Starting at the top line, return each entry word for word.

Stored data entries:
■ ■ ■
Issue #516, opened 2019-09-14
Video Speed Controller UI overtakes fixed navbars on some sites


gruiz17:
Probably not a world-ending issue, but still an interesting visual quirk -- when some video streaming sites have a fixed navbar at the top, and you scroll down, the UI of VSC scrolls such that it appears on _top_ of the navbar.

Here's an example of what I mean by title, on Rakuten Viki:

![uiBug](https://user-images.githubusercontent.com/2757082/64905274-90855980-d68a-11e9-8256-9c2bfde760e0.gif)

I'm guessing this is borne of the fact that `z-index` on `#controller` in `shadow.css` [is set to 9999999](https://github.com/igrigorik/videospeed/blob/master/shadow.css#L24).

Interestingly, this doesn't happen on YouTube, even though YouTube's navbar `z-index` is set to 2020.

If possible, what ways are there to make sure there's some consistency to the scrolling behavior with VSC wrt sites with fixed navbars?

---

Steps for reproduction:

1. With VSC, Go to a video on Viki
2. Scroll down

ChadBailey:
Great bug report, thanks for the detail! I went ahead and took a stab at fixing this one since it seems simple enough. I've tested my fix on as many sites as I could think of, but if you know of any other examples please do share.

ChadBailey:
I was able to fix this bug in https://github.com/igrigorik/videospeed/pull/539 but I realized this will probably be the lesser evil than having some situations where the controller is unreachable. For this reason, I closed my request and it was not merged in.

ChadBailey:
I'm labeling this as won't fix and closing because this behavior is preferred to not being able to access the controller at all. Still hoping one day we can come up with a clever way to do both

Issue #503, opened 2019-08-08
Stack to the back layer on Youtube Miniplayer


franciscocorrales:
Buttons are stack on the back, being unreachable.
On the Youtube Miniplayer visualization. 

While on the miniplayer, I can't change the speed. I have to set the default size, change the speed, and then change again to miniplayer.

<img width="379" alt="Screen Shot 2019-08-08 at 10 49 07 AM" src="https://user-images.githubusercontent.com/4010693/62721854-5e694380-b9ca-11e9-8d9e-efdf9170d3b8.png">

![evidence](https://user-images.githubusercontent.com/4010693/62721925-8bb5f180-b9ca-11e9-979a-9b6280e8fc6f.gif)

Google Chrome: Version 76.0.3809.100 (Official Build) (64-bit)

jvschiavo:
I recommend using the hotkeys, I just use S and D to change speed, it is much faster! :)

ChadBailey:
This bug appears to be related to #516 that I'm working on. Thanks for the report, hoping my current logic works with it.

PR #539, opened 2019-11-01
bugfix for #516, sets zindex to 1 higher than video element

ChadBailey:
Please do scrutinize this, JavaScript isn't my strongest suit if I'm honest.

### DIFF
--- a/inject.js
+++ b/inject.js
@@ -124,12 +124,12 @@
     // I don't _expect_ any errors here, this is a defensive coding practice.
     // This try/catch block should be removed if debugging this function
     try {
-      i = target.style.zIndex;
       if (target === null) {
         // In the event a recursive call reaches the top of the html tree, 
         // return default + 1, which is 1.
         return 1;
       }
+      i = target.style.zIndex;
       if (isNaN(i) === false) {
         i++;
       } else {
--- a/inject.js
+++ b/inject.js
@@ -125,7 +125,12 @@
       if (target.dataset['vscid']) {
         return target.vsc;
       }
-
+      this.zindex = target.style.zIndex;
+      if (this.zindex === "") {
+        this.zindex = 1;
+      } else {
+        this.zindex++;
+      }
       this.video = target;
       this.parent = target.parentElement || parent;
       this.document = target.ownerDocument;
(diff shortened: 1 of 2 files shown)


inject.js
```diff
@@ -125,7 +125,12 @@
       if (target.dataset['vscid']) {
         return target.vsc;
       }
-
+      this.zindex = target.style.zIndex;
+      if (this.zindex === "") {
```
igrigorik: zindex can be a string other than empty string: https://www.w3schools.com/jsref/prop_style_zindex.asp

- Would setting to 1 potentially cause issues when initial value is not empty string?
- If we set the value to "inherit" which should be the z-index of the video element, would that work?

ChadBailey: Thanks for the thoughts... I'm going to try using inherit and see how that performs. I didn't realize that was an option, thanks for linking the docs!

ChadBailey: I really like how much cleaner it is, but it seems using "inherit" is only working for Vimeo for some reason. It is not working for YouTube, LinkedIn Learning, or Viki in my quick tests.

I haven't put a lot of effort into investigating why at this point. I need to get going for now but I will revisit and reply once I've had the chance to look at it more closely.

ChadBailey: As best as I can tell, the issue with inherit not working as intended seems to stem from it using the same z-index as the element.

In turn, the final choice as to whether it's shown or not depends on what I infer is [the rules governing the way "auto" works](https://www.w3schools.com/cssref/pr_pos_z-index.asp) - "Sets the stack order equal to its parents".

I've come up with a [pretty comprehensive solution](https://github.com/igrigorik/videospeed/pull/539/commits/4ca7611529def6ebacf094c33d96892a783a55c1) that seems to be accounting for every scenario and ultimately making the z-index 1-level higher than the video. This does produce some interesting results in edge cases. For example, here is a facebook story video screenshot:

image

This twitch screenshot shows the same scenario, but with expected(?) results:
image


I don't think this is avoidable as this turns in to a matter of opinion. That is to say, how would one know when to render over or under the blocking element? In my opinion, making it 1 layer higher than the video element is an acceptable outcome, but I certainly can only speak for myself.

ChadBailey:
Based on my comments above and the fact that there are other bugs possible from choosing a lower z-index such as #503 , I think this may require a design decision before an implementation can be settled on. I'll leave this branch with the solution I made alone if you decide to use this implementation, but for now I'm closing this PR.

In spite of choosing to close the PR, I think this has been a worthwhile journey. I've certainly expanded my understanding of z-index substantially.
■ ■ ■
■ **RESPONSE AREA**
Issue #516, opened 2019-09-14
Video Speed Controller UI overtakes fixed navbars on some sites


gruiz17:
Probably not a world-ending issue, but still an interesting visual quirk -- when some video streaming sites have a fixed navbar at the top, and you scroll down, the UI of VSC scrolls such that it appears on _top_ of the navbar.

Here's an example of what I mean by title, on Rakuten Viki:

![uiBug](https://user-images.githubusercontent.com/2757082/64905274-90855980-d68a-11e9-8256-9c2bfde760e0.gif)

I'm guessing this is borne of the fact that `z-index` on `#controller` in `shadow.css` [is set to 9999999](https://github.com/igrigorik/videospeed/blob/master/shadow.css#L24).

Interestingly, this doesn't happen on YouTube, even though YouTube's navbar `z-index` is set to 2020.

If possible, what ways are there to make sure there's some consistency to the scrolling behavior with VSC wrt sites with fixed navbars?

---

Steps for reproduction:

1. With VSC, Go to a video on Viki
2. Scroll down

ChadBailey:
Great bug report, thanks for the detail! I went ahead and took a stab at fixing this one since it seems simple enough. I've tested my fix on as many sites as I could think of, but if you know of any other examples please do share.

ChadBailey:
I was able to fix this bug in https://github.com/igrigorik/videospeed/pull/539 but I realized this will probably be the lesser evil than having some situations where the controller is unreachable. For this reason, I closed my request and it was not merged in.

ChadBailey:
I'm labeling this as won't fix and closing because this behavior is preferred to not being able to access the controller at all. Still hoping one day we can come up with a clever way to do both

Issue #503, opened 2019-08-08
Stack to the back layer on Youtube Miniplayer


franciscocorrales:
Buttons are stack on the back, being unreachable.
On the Youtube Miniplayer visualization. 

While on the miniplayer, I can't change the speed. I have to set the default size, change the speed, and then change again to miniplayer.

<img width="379" alt="Screen Shot 2019-08-08 at 10 49 07 AM" src="https://user-images.githubusercontent.com/4010693/62721854-5e694380-b9ca-11e9-8d9e-efdf9170d3b8.png">

![evidence](https://user-images.githubusercontent.com/4010693/62721925-8bb5f180-b9ca-11e9-979a-9b6280e8fc6f.gif)

Google Chrome: Version 76.0.3809.100 (Official Build) (64-bit)

jvschiavo:
I recommend using the hotkeys, I just use S and D to change speed, it is much faster! :)

ChadBailey:
This bug appears to be related to #516 that I'm working on. Thanks for the report, hoping my current logic works with it.

PR #539, opened 2019-11-01
bugfix for #516, sets zindex to 1 higher than video element

ChadBailey:
Please do scrutinize this, JavaScript isn't my strongest suit if I'm honest.

### DIFF
--- a/inject.js
+++ b/inject.js
@@ -124,12 +124,12 @@
     // I don't _expect_ any errors here, this is a defensive coding practice.
     // This try/catch block should be removed if debugging this function
     try {
-      i = target.style.zIndex;
       if (target === null) {
         // In the event a recursive call reaches the top of the html tree, 
         // return default + 1, which is 1.
         return 1;
       }
+      i = target.style.zIndex;
       if (isNaN(i) === false) {
         i++;
       } else {
--- a/inject.js
+++ b/inject.js
@@ -125,7 +125,12 @@
       if (target.dataset['vscid']) {
         return target.vsc;
       }
-
+      this.zindex = target.style.zIndex;
+      if (this.zindex === "") {
+        this.zindex = 1;
+      } else {
+        this.zindex++;
+      }
       this.video = target;
       this.parent = target.parentElement || parent;
       this.document = target.ownerDocument;
(diff shortened: 1 of 2 files shown)


inject.js
```diff
@@ -125,7 +125,12 @@
       if (target.dataset['vscid']) {
         return target.vsc;
       }
-
+      this.zindex = target.style.zIndex;
+      if (this.zindex === "") {
```
igrigorik: zindex can be a string other than empty string: https://www.w3schools.com/jsref/prop_style_zindex.asp

- Would setting to 1 potentially cause issues when initial value is not empty string?
- If we set the value to "inherit" which should be the z-index of the video element, would that work?

ChadBailey: Thanks for the thoughts... I'm going to try using inherit and see how that performs. I didn't realize that was an option, thanks for linking the docs!

ChadBailey: I really like how much cleaner it is, but it seems using "inherit" is only working for Vimeo for some reason. It is not working for YouTube, LinkedIn Learning, or Viki in my quick tests.

I haven't put a lot of effort into investigating why at this point. I need to get going for now but I will revisit and reply once I've had the chance to look at it more closely.

ChadBailey: As best as I can tell, the issue with inherit not working as intended seems to stem from it using the same z-index as the element.

In turn, the final choice as to whether it's shown or not depends on what I infer is [the rules governing the way "auto" works](https://www.w3schools.com/cssref/pr_pos_z-index.asp) - "Sets the stack order equal to its parents".

I've come up with a [pretty comprehensive solution](https://github.com/igrigorik/videospeed/pull/539/commits/4ca7611529def6ebacf094c33d96892a783a55c1) that seems to be accounting for every scenario and ultimately making the z-index 1-level higher than the video. This does produce some interesting results in edge cases. For example, here is a facebook story video screenshot:

image

This twitch screenshot shows the same scenario, but with expected(?) results:
image


I don't think this is avoidable as this turns in to a matter of opinion. That is to say, how would one know when to render over or under the blocking element? In my opinion, making it 1 layer higher than the video element is an acceptable outcome, but I certainly can only speak for myself.

ChadBailey:
Based on my comments above and the fact that there are other bugs possible from choosing a lower z-index such as #503 , I think this may require a design decision before an implementation can be settled on. I'll leave this branch with the solution I made alone if you decide to use this implementation, but for now I'm closing this PR.

In spite of choosing to close the PR, I think this has been a worthwhile journey. I've certainly expanded my understanding of z-index substantially.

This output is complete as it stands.